## EXERCISE
Count the lines below holding "status" and answer with that number only.

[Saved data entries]
Issue #2090, opened 2016-05-26
Tags visible in Inspecting a Node page on Chrome, explanation also incorrect [JIRA: DOC-390]


nerophon:
https://docs.basho.com/riak/kv/2.1.4/using/cluster-operations/inspecting-node/#riak-admin-status

Paragraph on performance. See attached picture. Also, in fact executing status more than once a minute can have a performance impact even in later versions of Riak, because of the bug that makes stats requests hold back transfers. Customers are advised by CSEs to check stats every 90 – 120 seconds because of this bug.

![screen shot 2016-05-26 at 12 56 34](https://cloud.githubusercontent.com/assets/4341829/15573809/69a75d36-2341-11e6-9c47-77a5b5a441ae.png)

Basho-JIRA:
https://github.com/basho/basho_docs/pull/2091 

***[posted via JIRA by Eric Johnson]***

PR #2091, opened 2016-05-27
Fix malformed link, remove version tags, add note on stats performance

erjohnson:
#2077 (DOC-376) #2090 (DOC-390)


laurenrother:
👍 🍐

## ANSWER SPACE
2